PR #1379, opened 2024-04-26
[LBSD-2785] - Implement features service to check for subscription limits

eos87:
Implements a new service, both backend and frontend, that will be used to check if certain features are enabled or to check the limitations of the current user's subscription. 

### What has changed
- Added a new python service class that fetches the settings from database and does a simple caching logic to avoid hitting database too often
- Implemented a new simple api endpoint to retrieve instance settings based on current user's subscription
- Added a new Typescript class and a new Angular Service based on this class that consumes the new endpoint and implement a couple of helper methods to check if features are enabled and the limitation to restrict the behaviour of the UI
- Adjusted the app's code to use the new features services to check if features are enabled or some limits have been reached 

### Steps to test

→ **Work required**
Search each line of the data above for "features", and copy the lines where it occurs.

→ **Task answer**
[LBSD-2785] - Implement features service to check for subscription limits
Implements a new service, both backend and frontend, that will be used to check if certain features are enabled or to check the limitations of the current user's subscription. 
- Added a new Typescript class and a new Angular Service based on this class that consumes the new endpoint and implement a couple of helper methods to check if features are enabled and the limitation to restrict the behaviour of the UI
- Adjusted the app's code to use the new features services to check if features are enabled or some limits have been reached 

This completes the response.